Source data:

PR #271, opened 2015-04-17
Juno upgrade

hughsaunders:


playbooks/roles/pip/tasks/main.yml
```diff
@@ -4,17 +4,13 @@
...
-  until: get_pip|success
-  retries: 3
+- name: Get Modern Pip
+  shell: "for try in {1..10} :; do curl {{get_pip_url}} > /opt/get-pip.py; file /opt/get-pip.py | grep -q Python && break; sleep 30; done"
+  args:
+    executable: /bin/bash
 
 - name: Install pip
-  shell: "python /opt/get-pip.py --no-index --find-links={{ repo_url }}/python_packages/{{ os_ansible_branch }}/"
+  shell: "python /opt/get-pip.py"
```
jacobwagner: This breaks things for QE. We get versions of pip that dont work with icehouse. Since we are still testing icehouse this will cause massive breaks in those tests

Activity: Lines above that contain the string "name" make up the answer.

Your response:
+- name: Get Modern Pip
 - name: Install pip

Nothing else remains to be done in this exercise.